Stefan Brönnimann: Die Schätzung der globalen Mitteltemperatur ist nicht ganz einfach: Über dem Land beruht die Schätzung auf direkten Messungen, also Wetterstationen. Über der Meeresoberfläche stehen neben Schiffsmessungen auch Satellitendaten zur Verfügung. In jedem Fall ist einiges an Berechnungen nötig, um ein Gesamtbild zu erhalten. Dennoch beträgt die Unsicherheit einer globalen Jahremitteltemperatur zirka 0.05 Grad Celsius.

Wie kommt es zu dieser Unsicherheit?

Eine wichtige Quelle der Unsicherheit sind die vielen Land- oder Eisflächen, die nicht gut durch Messstationen abgedeckt sind, beispielsweise die Arktis. Diese hat sich in den letzten Jahrzehnten besonders schnell erwärmt.

NASA-Temperaturkarte 2014: rot dominiert. An diesen Orten war es 2014 wärmer als im langjährigen Mittel. © Grafik: NASA/GSFC/Earth Observatory, NASA/GISS
Konnte man die Auswirkungen der Extra-Wärme an konkreten Ereignissen festmachen, etwa anhand einer Häufung von Wetterextremen?

Ein einzelnes Jahr an häufigeren Extremereignissen festzumachen, ist weder möglich noch sinnvoll. Was man aber sagen kann: Hitzewellen und extreme Temperaturen haben in den vergangenen 50 Jahren zugenommen. Bei anderen Arten von extremen Ereignissen – beispielsweise Stürmen oder Dürren – ist dies hingegen schwieriger festzustellen.

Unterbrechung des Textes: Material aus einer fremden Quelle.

Issue #85, opened 2021-03-29
Memory leak issue with ReplaySubject


jabeattie:
Hi Folks, we recently started using CombineExt in a project and it's already proven itself invaluable for fixing plenty of common scenarios we wanted to solve, so kudos for that.

We had a need to use `share(replay:)` recently and noticed after implementing it that we had some retain cycles appearing in our application. After spending some time looking into them, it _looks_ to be caused by `ReplaySubject` not releasing its subscriptions when they receive a completion.

I've got an idea for a fix, but I'm not well versed enough on Combine yet to appreciate what the other implications of it may be, so any help would be appreciated, thanks.

jabeattie:
Some screenshots from the memory graph after using the `share(replay:)` operator

<img width="1421" alt="Screenshot 2021-03-29 at 07 51 22" src="https://user-images.githubusercontent.com/6996767/112800166-34650900-9067-11eb-9c49-73b056715011.png">
<img width="856" alt="Screenshot 2021-03-29 at 07 51 36" src="https://user-images.githubusercontent.com/6996767/112800168-362ecc80-9067-11eb-827c-07e4c5c80361.png">

PR #86, opened 2021-03-29
Share replay leak

jabeattie:
Attempts to fix https://github.com/CombineCommunity/CombineExt/issues/85

I added a test that proved that the source publisher was retained after everything had been nilled out/released.

I then added the `cancel()` method call in the `forwardCompletionToBuffer` method inside ReplaySubject.Subscription as this causes the subscription to then be released.

As I mentioned in the issue I raised, I'm not familiar enough to know what the other implications of this could be (it seems to all work fine for me in my project) so would appreciate any help or comments.

### DIFF
--- a/Sources/Subjects/ReplaySubject.swift
+++ b/Sources/Subjects/ReplaySubject.swift
@@ -137,6 +137,7 @@ extension ReplaySubject {
 
         func forwardCompletionToBuffer(_ completion: Subscribers.Completion<Failure>) {
             demandBuffer?.complete(completion: completion)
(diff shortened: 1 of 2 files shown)


freak4pc:
Hey @jasdev - mind looking into this, as you know ReplaySubject well enough here? 

Thanks @jabeattie :)

jasdev (approved):
Thanks for PRing this @jabeattie! Looks good to me after a read through — really appreciate you adding a test to verify the fix. ✅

Wie sicher ist überhaupt, dass 2014 das wärmste Jahr war?

In den Berechnungen der NASA und NOAA ist 2014 zwar das wärmste Jahr, auch die Weltorganisation für Meteorologie WMO hat 2014 als wärmstes Jahr eingestuft. Allerdings ist der Unterschied zu den nachfolgenden beiden wärmsten Jahren klein; kleiner als die statistische Unsicherheit. Aber ob das jetzt wirklich «Rekord» war oder nicht, ist eigentlich unerheblich. Wichtig ist, festzustellen, dass sich 2014 unter die drei wärmsten Jahre einreiht. Die beiden anderen sind 2010 und 2005. 

Das Verdikt der US-Behörde NOAA ist eindeutig: 2014 (Säule ganz rechts) war das wärmste Jahr seit 1880. © Diagramm: NOAA
Bedeutet dieser Rekord nun das Ende der in den Medien oft zitierten «Klimapause», also dem Umstand, dass die es seit dem Jahrtausendwechsel global kaum wärmer geworden ist?

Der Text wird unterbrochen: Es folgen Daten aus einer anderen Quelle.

PR #92, opened 2021-06-09
🆕 Add a 'collect(until:)' operator

ferologics:
Useful for collecting elements when there the element count is unknown or does not fit any time grouping strategy.

### DIFF
--- a/Sources/Operators/CollectUntilTrigger.swift
+++ b/Sources/Operators/CollectUntilTrigger.swift
@@ -11,41 +11,128 @@ import Combine
 
 @available(OSX 10.15, iOS 13.0, tvOS 13.0, watchOS 6.0, *)
 public extension Publisher {
-    func collect<CollectionTrigger>(
-        until trigger: CollectionTrigger
-    ) -> AnyPublisher<[Output], Failure> where
-        CollectionTrigger: Publisher,
-        CollectionTrigger.Output == Void,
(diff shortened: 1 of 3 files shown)


freak4pc:
Hey @ferologics,
Thanks for the suggestion! I think it's a great idea but there are a few issues with the implementation.
Specifically, it is preferable that an operator doesn't use `sink` internally. Both because it's not a best practice, and because it automatically forces unlimited back pressure demand. 

It seems to me it would be more appropriate to either:
1. Find a way to compose other operators to make this work; or
2. Build a custom publisher (similar to others in this repo) to be the consumer for the events and the trigger

freak4pc:
Hey @ferologics, do you still want to pursue this operator?

ferologics:
Hey @freak4pc, yes! Thank you for the thoughtful response. AFAIK this will require a custom publisher implementation. I will take a look at the implementation of other publishers in the repo and update the code accordingly 🙂

ferologics:
@freak4pc I updated the PR with alternative implementation that avoids the `sink` on upstream. I haven't found a way to avoid the `sink` on trigger. Let me know if this is correct 🙌

VannDK (approved):

freak4pc:

ferologics:
all good @freak4pc :) cheers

Genauso wie einige kühlere Jahre nicht das Ende der Klimaerwärmung darstellen, wie das manche behaupteten, ist ein einzelnes warmes Jahr nicht das Ende der Klimapause. Für solche Aussagen ist es zu früh. Es gilt, jetzt den tropischen Pazifik, den Nordatlantik sowie das südliche Polarmeer im Auge zu behalten; hier vermutet man die Ursache der schwankenden Erwärmungsraten. Die Ozeane haben in den letzten Jahren grosse Energiemengen aufgenommen und sich in einigen hundert Metern Tiefe stark erwärmt – das war just die Erwärmung, die in der Atmosphäre fehlte.

Wieso schwingen manche Jahre oben aus und andere nicht?

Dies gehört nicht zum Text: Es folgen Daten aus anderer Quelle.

PR #93, opened 2021-06-17
operators: add fromAsync and toAsync to bridge Combine and Structured…

twittemb:
This PR adds 3 operators on `Publishers` to allow the execution of async function or async sequence in the context a Combine Publisher

- fromAsync: 
   - wraps a non throwing async function into a Publisher
  
- fromThrowingAsync
   - wraps a throwing async function into a Publisher
   
- fromAsyncSequence
   - wraps an async sequence into a Publisher

Any improvement is welcome.

### DIFF
--- a/.github/workflows/tests.yml~
+++ b/.github/workflows/tests.yml~
@@ -28,8 +28,10 @@ jobs:
       - uses: actions/checkout@v2
       - name: Select Xcode 13
         run: sudo xcode-select -s /Applications/Xcode_13.0.app
+#      - name: Generate project
+#        run: make project
       - name: Run tests
-        run: set -o pipefail && xcodebuild -scheme CombineExt-Package -enableCodeCoverage YES -sdk ${{ matrix.sdk }} -destination "${{ matrix.destination }}" test | xcpretty -c -r html --output logs/${{ matrix.platform }}.html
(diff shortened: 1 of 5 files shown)


Sources/Operators/ToAsync.swift
```diff
@@ -0,0 +1,54 @@
...
+
+#if canImport(Combine)
+import Combine
+
+@available(macOS 12.0, iOS 15.0, tvOS 15.0, watchOS 8.0, *)
+public extension Future {
+    func toAsync() async -> Output where Failure == Never {
+        var subscriptions = [AnyCancellable]()
+
+        return await withUnsafeContinuation { [weak self] (continuation: UnsafeContinuation<Output, Never>) in
```
freak4pc, line 19: Why unsafe continuation? Seems like a classic checked throwing case here

twittemb: As discussed together, although withUnsafeContinuation seems "safe" to use with a Future, we'll go on with a "withCheckedContinuation" as we don't want to provide an API that could lead to an inconsistant state. That way, if there are multiple calls to "resume", there will be a runtime error.

twittemb:
@freak4pc I think the implementation is not too bad. The CI does not pass due to swift / Xcode versions.
Do you know if Github action are ready to run Xcode13/Swift 5.5/iOS15 ?

twittemb:
@freak4pc I think I will rework this in order to handle the back pressure. I guess it is possible to create a new Publisher that will handle the async execution and use a Sink to dump the result(s).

Rekordjahre der globalen Mitteltemperatur sind meist Jahre mit einem starken El Niño-Ereignis. Dabei erwärmt sich der östliche tropische Pazifik und es kommt zu einer Umkehr der atmosphärischen Zirkulation in dieser Region. Die Auswirkungen solcher Phänomene sind global. Zwar war auch 2014 ein El Niño-Jahr, jedoch ein relativ schwaches und ungewöhnliches. Genauere Analysen werden zeigen müssen, wie gross die Rolle dieses Ereignisses war. 

Kann man schon Prognosen über das Jahr 2015 anstellen?

Langfristig wird sich das Klima auf dem durch die globalen Antriebsfaktoren vorgegebenen Pfad bewegen – allen voran den Treibhausgaskonzentrationen. Kurz- und mittelfristig, also über ein oder mehrere Jahre, wird es immer wieder Abweichungen davon geben. Eine Prognose für das Jahr 2015 wage ich daher nicht.